To do:
When the string "readonly" occurs in a line of the records, show that line.

Entries shown:

PR #1618, opened 2023-10-30
feat(components): Make Combobox heading prop optional

taylorvnoj:
## Motivations

`heading` prop in `<Combobox>` needs to be optional for flexibility when using either a `Combobox.Activator` or the default `ComboboxTrigger`.

### Changed

 
`heading` prop on `ComboboxProps` is now optional.

When a consumer of `Combobox` is using using a `Combobox.Activator` as the trigger, they will be able to set the label of the `Button` or `Chip` directly within that component.  This use case does not have a need for a `Combobox` `heading` so to avoid errors, `heading` needs to be optional.

When a consumer does not use a custom activator, `Combobox` will default to using `ComboboxTrigger` which is a Chip.  It is in this implementation, that a `heading` should be set.  We decided to set a default for this Chip heading (`Select`) and then the consumer can use the `heading` prop to change that as they need to.

If a `heading` prop is put on a `Combobox` that is using a `Combobox.Activator`, the label of the activator will remain.  I have decided to include this in the documentation in a later PR.  In my opinion, there doesn't need to be any safe guarding here but if there is a different take on that, I'm happy to hear it!

`<Combobox heading="Teammates">`

Screenshot 2023-10-30 at 3 04 56 PM

`<Combobox>`

Screenshot 2023-10-30 at 3 05 44 PM

## Testing

Make sure `<Combobox>` is not giving an error if there is no `heading`. 
In the Basic Storybook example, remove the `heading="Teammates"` on line 24 to see the Chip heading read `Select` instead.

---

Random photo of Atlantis

### DIFF
--- a/packages/components/src/Combobox/Combobox.types.ts
+++ b/packages/components/src/Combobox/Combobox.types.ts
@@ -14,9 +14,9 @@ export interface ComboboxProps
   readonly multiSelect?: boolean;
 
   /**
-   * The Chip heading for the trigger
+   * The label for the Combobox trigger
    */
-  readonly heading?: string;
+  readonly label?: string;
 
   readonly onSelect?: (selection: ComboboxOption[]) => void;
   readonly onClose?: (selection: ComboboxOption[]) => void;
--- a/packages/components/src/Combobox/Combobox.types.ts
+++ b/packages/components/src/Combobox/Combobox.types.ts
@@ -15,7 +15,7 @@ export interface ComboboxProps {
   /**
    * The Chip heading for the trigger
    */
-  readonly heading: string;
+  readonly heading?: string;
 }
 
 export interface ComboboxTriggerProps {
--- a/docs/components/Combobox/Web.stories.tsx
+++ b/docs/components/Combobox/Web.stories.tsx
@@ -25,7 +25,7 @@ const BasicCombobox: ComponentStory<typeof Combobox> = args => {
       {...args}
       onSelect={setSelected}
       selected={selected}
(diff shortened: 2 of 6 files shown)


packages/components/src/Combobox/Combobox.types.ts
```diff
@@ -15,7 +15,7 @@ export interface ComboboxProps {
   /**
    * The Chip heading for the trigger
    */
-  readonly heading: string;
+  readonly heading?: string;
```
darryltec, line 18: Now that i'm looking at this closely. should this be called heading? I get that it is called heading on the chip but in the event (future proofing) that we changed our mind and say it's not a chip anymore, does heading still make sense as a combobox prop? Basically decoupling what is exposed to the consumer and what it is doing behind the scenes.

If we look at all the _input_-driven things we have. Inputs have placeholders, Checkbox/Radios have labels, should this just be called label? (Again, decoupling it from what is being implemented behind the scenes and what would the consumer reach for if they do need to add it)

taylorvnoj: Yup good point. I've been going back and forth about using `label` or `placeholder` since future iterations will likely include Selects and Inputs, etc.  
Let's go with `label` since a placeholder could be an example of an expected value, and that's not what this prop is doing.

darryltec: Sounds good! This looks good to me so just need that 1 change and we solid

darryltec (approved):
:shipit:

The answer:
   readonly multiSelect?: boolean;
-  readonly heading?: string;
+  readonly label?: string;
   readonly onSelect?: (selection: ComboboxOption[]) => void;
   readonly onClose?: (selection: ComboboxOption[]) => void;
-  readonly heading: string;
+  readonly heading?: string;
-  readonly heading: string;
+  readonly heading?: string;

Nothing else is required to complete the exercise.